被这俩姐姐摧残的,陈小弟从床上滚下来的时候,都感觉自己是逃离火坑了。
李荷花回屋拿钱去交押金的时候,就看到了小儿子眼泪汪汪的架势。
“怎么了,这是?”
陈静姝可不给小家伙添油加醋的机会,直接说重点:“给他捏脊呢,让身体好,不容易生病的办法。”
李荷花直接“哦”了一声,就丢下儿子不管了:“好好听姐姐的话。”
等她交完钱回来,陈静姝又要教她:“娘,这捏脊可好用,比吃人参还补。”
陈小弟吓得脸都白了,拼命地藏背,头摇得跟拨浪鼓一样,一个劲儿强调:“我不捏了,我已经捏完了。”
陈静姝赶他出去:“谁要捏你呀,把门给关上,捏大姐了。”
其实妹妹上手的时候,陈静娴也觉得疼,但她要比小弟能忍多了,只抿着嘴巴不吭声。
陈静姝让她娘好好看:“就这么来,每天都给大姐好好捏,这样身体才能好。”
李荷花试了试,感觉有点像擀面皮。
她试了一把以后,忍不住叹气:“这样就能身体好啊,大户人家的好东西果然多。”
换成医馆的学徒,想学这一手啊,起码得服侍师父三五年,人家才肯教。
陈静姝从下到上的给大姐捏脊,随口回答:“所以要过好日子呀,过好日子才有好东西。行了,这样就好了,娘,你记得每天要给大姐捏。大姐,你也要记得给娘捏。”
李荷花吓了一跳:“我还要捏啊?去去去,别瞎闹了,你娘我都多大了。

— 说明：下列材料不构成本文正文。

PR #4316, opened 2026-06-23
Chore/lesq 1935/remove app header [LESQ-1935]

njblore:
## Description

Music year: 1956

- Remove old `AppHeader` and related components
- Rename `Layout` -> `AppLayout` and remove extra wrapper component that was named AppLayout
- Remove reference to header height in old theme
- Create a `TopNavMinimal` component that doesn't use any context to be used on the error view page 
- On migrating the error view to use `TopNavMinimal` I realised the app router has no root level error boundary, so I added an `error.tsx` alongside the root layout which is applied as an error boundary. Unfortunately testing this using react dev tools doesn't seem to work with app router, I was able to verify it works locally

## How to test

1. Go to [OWA Preview URL from Vercel bot comment]
2. There should be no regressions


RBrownsett:
@njblore can main be merged into this PR for testing? I'm getting the top nav error that was fixed this morning. thanks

”
陈静姝才不吃这一套呢,直接拒绝她的逃避:“你不管多大,你都有可能会生病。不仅你,还有我爹也一样。”
她想了想,抓起大姐的手,感觉太小了。
所以她换了个思路:“娘,你跟我爹互相捏吧,我姐捏不动你。”
李荷花还想拒绝,嫌多事。
结果陈静姝吓唬她:“你跟我爹不捏,回头生病,等着掏空家底吧!”
李荷花听了忍不住一声叹息,说到钱,她真是犯愁啊。
那三间屋子是租下来了,可好说歹说,房东也只肯饶50文,愣是要了400文钱。
一想到以后每个月都要掏这么多钱出去,她真是心口都痛。
陈静姝劝她:“娘,该花的钱就得花,省小钱反而坏大事。”
李荷花愁得不行:“哪有那么多钱花哟,开门七件事柴盐油米酱醋茶,哪样不要钱?”
陈静娴咬住嘴巴没吭声,说其实她想说,她家根本就没有茶。
李荷花还在愁着呢:“后面小三子要正经的上学堂,又好一笔开销。”
陈静姝不假思索:“钱不够的话,你就把好衣裳当了,换钱给家里花。”
李荷花吓了一跳,脸涨得通红:“那哪行啊?叫人看了笑话的。”
她可是听戏台上的戏文唱了,只有败家子儿才去跑当铺。
人家败家子好歹当的是自家的东西,她拿沈府送的好衣裳出去当,那真是抬不起头来哦。
陈静姝都无语了,她娘怎么就这么实诚呢?
她抓着娘的手,认真道:“娘,你听我说,这衣裳给了我们家就是我们家的,要怎么处理?沈家是不会管的,也不会在意。站在老夫人的立场上,她更加希望我们把东西好好用上,做点小买卖,把日子过好了。这比我们家多出事来,回头还要求她帮忙好。”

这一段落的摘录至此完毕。